Regarding the comment on my last post. Sure, why not. I’ll give it a go……
“When you guys get self-righteous and mean, though, it pleases me to stir the hornet’s nest, to try to get you to think. It never works, but I am an optimist. I think brains work even when we don’t want them to. It sinks in somewhere and sits quietly, waiting to come out at a later time.”
I find myself wishing the same where you (and many like you) are concerned. The thing about communicating with the likes of you is that you DO take great pleasure in saying things that you KNOW will hurt us. You admittedly take great pleasure in that and quite frankly this is what makes us take you far less seriously than we would if you were kind. You also seem to come up with a different reason to object to our honest emotions (as though that were even possible) each time you comment. You change your reasoning about as much as you change your underwear. You are out there looking for a fight for no other reason than to give validity to your own unrealistic fears. Another reason I personally find it impossible to take you seriously.
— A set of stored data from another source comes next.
PR #3078, opened 2023-05-19
pinning builder stage（alpine 3.17）

arukiidou:
- ~Upgrade to alpine 3.18, and pin alpine version~
- pinning builder stage（use alpine 3.17）


imiric (approved):
Thanks! :bow:

Pinning the builder stage makes sense, but do we have a reason to upgrade to 3.18? The only relevant change for k6 would be [the addition of TCP fallback in the DNS resolver](https://alpinelinux.org/posts/Alpine-3.18.0-released.html), but this is a niche scenario, and not very important for the Docker image, since users could just copy the k6 binary into their own base images and use any distro. They're not required to use the distro we ship our Docker image with.

So I'm not against this, but would like us to have a good reason for any upgrade. Otherwise we risk breaking something that worked with the previous version.

arukiidou:
> Thanks! 🙇
> 
> Pinning the builder stage makes sense, but do we have a reason to upgrade to 3.18? The only relevant change for k6 would be [the addition of TCP fallback in the DNS resolver](https://alpinelinux.org/posts/Alpine-3.18.0-released.html), but this is a niche scenario, and not very important for the Docker image, since users could just copy the k6 binary into their own base images and use any distro. They're not required to use the distro we ship our Docker image with.
> 
> So I'm not against this, but would like us to have a good reason for any upgrade. Otherwise we risk breaking something that worked with the previous version.

OK, I will remove the bumps, leaving only pinning the builder stage.
The reason I wanted to bump alpine was to use other new packages, but now does not seem like the time to bump😅.

arukiidou:
It may not be working?🤔

https://github.com/grafana/k6/blob/f43cc83f82fe36ae75db018f4f935dd387fe675e/.github/actions/lint/action.yml#L17

imiric (approved):

imiric:
Yeah, don't worry about the `lint` job failure. We have to fix it to work for PRs from forked repos.

codebien (approved):

PR #3082, opened 2023-05-21
output/cloudv2: Error handling for flush

codebien:
It is a small refactor for the error handling on the flush operation.

### DIFF
--- a/output/cloud/expv2/output.go
+++ b/output/cloud/expv2/output.go
@@ -183,7 +183,7 @@ func (o *Output) flushMetrics() {
 }
 
 // handleFlushError handles errors generated from the flushing operation.
-// It may interrupts the metric collection or invokes abort of the test.
+// It may interrupt the metric collection or invoke aborting of the test.
 //
 // note: The actual test execution should continue, since for local k6 run tests
 // the end-of-test summary (or any other outputs) will still work,
--- a/output/cloud/expv2/output.go
+++ b/output/cloud/expv2/output.go
@@ -31,19 +31,23 @@ type Output struct {
 	metricsFlusher noopFlusher
 	collector      *collector
 
-	stopSamplesCollection chan struct{}
+	// wg tracks background goroutines
+	wg sync.WaitGroup
 
-	wg   sync.WaitGroup
+	// stop signal to graceful stop
 	stop chan struct{}
+
+	// abort signal to interrupt immediately all background goroutines
+	abort chan struct{}
 }
 
 // New creates a new cloud output.
 func New(logger logrus.FieldLogger, conf cloudapi.Config) (*Output, error) {
 	return &Output{
-		config:                conf,
-		logger:                logger.WithFields(logrus.Fields{"output": "cloudv2"}),
-		stopSamplesCollection: make(chan struct{}),
-		stop:                  make(chan struct{}),
+		config: conf,
+		logger: logger.WithFields(logrus.Fields{"output": "cloudv2"}),
+		abort:  make(chan struct{}),
+		stop:   make(chan struct{}),
 	}, nil
 }
 
@@ -92,7 +96,7 @@ func (o *Output) StopWithTestError(testErr error) error {
 	o.wg.Wait()
 
 	select {
-	case <-o.stopSamplesCollection:
+	case <-o.abort:
 		return nil
 	default:
 	}
@@ -113,7 +117,7 @@ func (o *Output) AddMetricSamples(s []metrics.SampleContainer) {
 	// evaluate to do something smarter, maybe having a lock-free
 	// queue.
 	select {
-	case <-o.stopSamplesCollection:
+	case <-o.abort:
 		return
 	default:
 	}
@@ -143,7 +147,7 @@ func (o *Output) periodicInvoke(d time.Duration, callback func()) {
 			case <-t.C:
 				callback()
 			case <-o.stop:
-			case <-o.stopSamplesCollection:
+			case <-o.abort:
 				return
 			}
 		}
@@ -204,10 +208,10 @@ func (o *Output) handleFlushError(err error) {
 	// Do not close multiple times (that would panic) in the case
 	// we hit this multiple times and/or concurrently
 	select {
-	case <-o.stopSamplesCollection:
+	case <-o.abort:
 		return
 	default:
-		close(o.stopSamplesCollection)
+		close(o.abort)
 	}
 
 	if o.config.StopOnError.Bool {
--- a/output/cloud/expv2/output.go
+++ b/output/cloud/expv2/output.go
@@ -87,8 +87,16 @@ func (o *Output) Start() error {
 // StopWithTestError gracefully stops all metric emission from the output.
 func (o *Output) StopWithTestError(testErr error) error {
 	o.logger.Debug("Stopping...")
+	defer o.logger.Debug("Stopped!")
+
 	close(o.stop)
 	o.wg.Wait()
+
+	select {
+	case <-o.stopSamplesCollection:
+		return nil
+	default:
+	}
 
 	// Drain the SampleBuffer and force the aggregation for flushing
 	// all the queued samples even if they haven't yet passed the
@@ -97,7 +105,6 @@ func (o *Output) StopWithTestError(testErr error) error {
 	o.collector.CollectSamples(nil)
 	o.flushMetrics()
 
-	o.logger.Debug("Stopped!")
 	return nil
 }
 
@@ -128,7 +135,7 @@ func (o *Output) AddMetricSamples(s []metrics.SampleContainer) {
 func (o *Output) periodicInvoke(d time.Duration, callback func()) {
 	defer o.wg.Done()
 
-	t := time.NewTimer(d)
+	t := time.NewTicker(d)
 	defer t.Stop()
 	for {
 		select {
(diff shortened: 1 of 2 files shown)


output/cloud/expv2/output.go
```diff
@@ -144,42 +152,51 @@ func (o *Output) flushMetrics() {
...
 	}
 
 	o.logger.WithField("t", time.Since(start)).Debug("Successfully flushed buffered samples to the cloud")
 }
 
-// shouldStopSendingMetrics returns true if the output should interrupt the metric flush.
+// handleFlushError handles errors generated from
+// the flushing operation.
+// It may interrupts the metric collection
+// or invokes abort of the test.
```
imiric, line 165:
```suggestion
// handleFlushError handles errors generated from the flushing operation.
// It may interrupt the metric collection or invoke aborting of the test.
```

Why do you use such short lines? It's OK to wrap at ~80 or even ~120.

output/cloud/expv2/output.go
```diff
@@ -144,42 +152,51 @@ func (o *Output) flushMetrics() {
...
 //
 // note: The actual test execution should continues,
```
imiric, line 167:
```suggestion
// note: The actual test execution should continue,
```

output/cloud/expv2/output.go
```diff
@@ -144,42 +152,51 @@ func (o *Output) flushMetrics() {
...
+		return
 	}
-	if errResp, ok := err.(cloudapi.ErrorResponse); ok && errResp.Response != nil { //nolint:errorlint
-		// The Cloud service returns the error code 4 when it doesn't accept any more metrics.
-		// So, when k6 sees that, the cloud output just stops prematurely.
-		return errResp.Response.StatusCode == http.StatusForbidden && errResp.Code == 4
+
+	if errResp.Code != 4 {
+		return
 	}
```
imiric, line 189: Join this with the above check?

```go
if errResp.Response.StatusCode != http.StatusForbidden || errResp.Code != 4 {
	return
}
```

imiric (approved):
LGTM, just minor suggestions.

output/cloud/expv2/output.go
```diff
@@ -29,8 +30,14 @@ type Output struct {
...
-	periodicCollector  *output.PeriodicFlusher
+	collector         *collector
+	periodicCollector *output.PeriodicFlusher
+
+	// TODO: rename; this is an old name from v1
+	// it now stops the entry point to buffering samples
+	//
+	// What about stopMetricCollection
+	// Does it sound better?
 	stopSendingMetrics chan struct{}
```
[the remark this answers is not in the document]
codebien: It is renamed to `stopSamplesCollection` as suggested here: https://github.com/grafana/k6/pull/3085#discussion_r1201933374 because it respects what it does better.

output/cloud/expv2/output.go
codebien: Done

output/cloud/expv2/output.go
codebien: Done. And added `setcolumn` in my vim config :pray:

output/cloud/expv2/output.go
```diff
@@ -124,13 +118,30 @@ func (o *Output) AddMetricSamples(s []metrics.SampleContainer) {
...
 	// run it and save some memory across the e2e operation.
 	//
 	// It requires very specific benchmark.
 	o.SampleBuffer.AddMetricSamples(s)
 }
 
+func (o *Output) periodicInvoke(d time.Duration, callback func()) {
+	defer o.wg.Done()
+
+	t := time.NewTimer(d)
```
mstoykov, line 131:
```suggestion
	t := time.NewTicker(d)
```

output/cloud/expv2/output.go
```diff
@@ -151,42 +162,44 @@ func (o *Output) flushMetrics() {
...
+
+	// The Cloud service returns the error code 4 when it doesn't accept any more metrics.
+	// So, when k6 sees that, the cloud output just stops prematurely.
+	if errResp.Response.StatusCode != http.StatusForbidden || errResp.Code != 4 {
+		return
 	}
 
-	return false
+	o.logger.WithError(err).Warn("Interrupt sending metrics to cloud due to an error")
+	close(o.stopSamplesCollection)
```
mstoykov, line 195: I think this can panic as `handleFlushError` is called in `flushMetrics` which is also called in `Stop`. 

So it seems to me that when the output is being stopped it will go through this again and try to close this again.

codebien: Great catch, it should be protected now.

output/cloud/expv2/output.go
```diff
@@ -151,42 +171,52 @@ func (o *Output) flushMetrics() {
...
+	o.logger.WithError(err).Warn("Interrupt sending metrics to cloud due to an error")
+
+	// Do not close multiple times (that would panic) in the case
+	// we hit this multiple times and/or concurrently
+	select {
+	case <-o.stopSamplesCollection:
+		return
+	default:
+		close(o.stopSamplesCollection)
+	}
```
mstoykov, line 212: While this will work as `handleFlushError` is only called in flush and that is called only in one placea at a time.

I kind of feel we are doing this in the wrong place - if there was an error that will abort teh flushing of metrics we should stop *flushing* metrics. Not only collecting them.

output/cloud/expv2/output.go
```diff
@@ -72,19 +76,8 @@ func (o *Output) Start() error {
...
-	o.periodicFlusher = pf
-
-	pfc, err := output.NewPeriodicFlusher(
-		o.config.AggregationPeriod.TimeDuration(), o.collectSamples)
-	if err != nil {
-		return err
-	}
-	o.periodicCollector = pfc
+	o.periodicInvoke(o.config.MetricPushInterval.TimeDuration(), o.flushMetrics)
+	o.periodicInvoke(o.config.AggregationPeriod.TimeDuration(), o.collectSamples)
```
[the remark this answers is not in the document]
codebien: The unique alternative I have in mind is to have it directly as a function in the Start method.

```go
func (o Out) Start() {
periodic := func() {
  ...
}
periodic(d, collect)
periodic(d, flush)
}
```

output/cloud/expv2/output.go
codebien: Do we want to check this all the time when the expectation for this is to get it very few times? Why should we continuously sync over this select statement for a successful test where we will never hit it?

mstoykov: Why should we make a network call trhat will fail ?

mstoykov: Also in practice you can just have it in the `Stop` method I guess - no need to go through all the different parts if we are not going to flush anything.

codebien: >Also in practice you can just have it in the Stop method I guess 

The problem with this is when we will move to have multiple-concurrent flushers then we could get this function called multiple times.

codebien: I think we may try to have this handler as a goroutine and get the error on a channel in the classic go way. In this way, we have a centralized place for doing the close.

mstoykov: We do something like this in [the v1](https://github.com/grafana/k6/blob/master/output/cloud/v1/output.go) maybe more of the structure should be copied from there

codebien: I tried but I don't think it is cleaner. How does it achieve the goal?! Invoking the `flush` operation from the aggregation goroutine that it sounds not optimal.

I'm not against doing the refactor and I am happy to improve it, but it doesn't sound to me like a priority right now. Performances should be fine and the logic has been fixed not panicking. I included it in the reminders list.

I would like to merge the chain before and the retry + concurrent flushers then with a better picture we can do the refactor.

Also, the metadata flush will be added soon, so the risk is to refactor this multiple times in a few days.

codebien:
I renamed `stopSamplesCollection` to `abort` because it sounds more generic considering that it stops multiple operations.

mstoykov (dismissed):

output/cloud/expv2/output.go
```diff
@@ -151,42 +175,54 @@ func (o *Output) flushMetrics() {
...
+		o.handleFlushError(err)
 		return
 	}
 
 	o.logger.WithField("t", time.Since(start)).Debug("Successfully flushed buffered samples to the cloud")
 }
 
-// shouldStopSendingMetrics returns true if the output should interrupt the metric flush.
+// handleFlushError handles errors generated from the flushing operation.
+// It may interrupts the metric collection or invokes abort of the test.
```
imiric, line 186:
```suggestion
// It may interrupt the metric collection or invoke aborting of the test.
```

output/cloud/expv2/output_test.go
```diff
@@ -114,3 +115,163 @@ func TestOutputCollectSamples(t *testing.T) {
...
+	cb := func() {
+		updated := atomic.AddUint64(&called, 1)
+		if updated == 2 {
+			close(stop)
+		}
+	}
+	o := Output{stop: stop}
+	o.periodicInvoke(time.Duration(1), cb) // loop
+	<-stop
+	assert.Greater(t, atomic.LoadUint64(&called), uint64(1))
```
imiric, line 262: Why not `assert.Equal()` here?

output/cloud/expv2/output.go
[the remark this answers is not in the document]
imiric: Can we just modify `PeriodicFlusher` to not call the callback if configured so? We're essentially duplicating what it does to avoid that final call.

Otherwise, if we're fine with the duplication, then this being a method doesn't bother me, since it likely won't be needed anywhere else.

imiric (approved):
LGTM :+1:

output/cloud/expv2/output.go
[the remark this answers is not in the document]
codebien: We may evaluate extending the current periodic helper but we need to be sure this is the final architecture. As commented here https://github.com/grafana/k6/pull/3082#discussion_r1207875810, I would like to stabilize the rest then go back here and make some attempts for refactoring it in a new PR.

output/cloud/expv2/output_test.go
codebien: @imiric Because there isn't a guarantee that the close chan is picked before doing a new iteration with a so small time frame.

I don't know if there is a time frame that would guarantee us a sync flow but it would mean relying on time.

imiric (approved):

mstoykov (approved):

“I like her stance that not all adoptees are messed up and angry and longing for their birth mommies. She provides another perspective that I find refreshing.”
Of course you find this refreshing. Why would you want to go through life thinking your own children may actually be MISSING their mother? That they may be angry about that AND be “messed up” about the whole thing because everyone around them (including their parents) in no uncertain terms tell them they are UNREASONABLE for feeling this way? Don’t think for a second that your children do not sense this even if it is not spoken.
“For those who do want to stay in contact, like my children’s birth mothers, it has worked out fine. For my friend’s son’s mother, she has sent a clear message about what she wanted the day she disappeared.”
You are right, there are plenty of mothers out there who are NOT wishing for reunion. We all know that. Many of us have actually faced that. But make no mistake; that in NO WAY removes our desire to FEEL the most natural thing in the world which is to connect in some way with the people responsible for our existence. You nor anyone else may take that from us. You nor anyone else may explain away our birthright. When you try to discredit us you only create that which you so adamently object to……….messed up and angry people. Who, by the way will (regardless of the situation) long for that connection one way or another.
I do not have any attachment as to your like or dislike of me but PLEASE consider what I have said for the sake of your children. Your goal of discrediting us only serves to discredit the little ones under your own roof.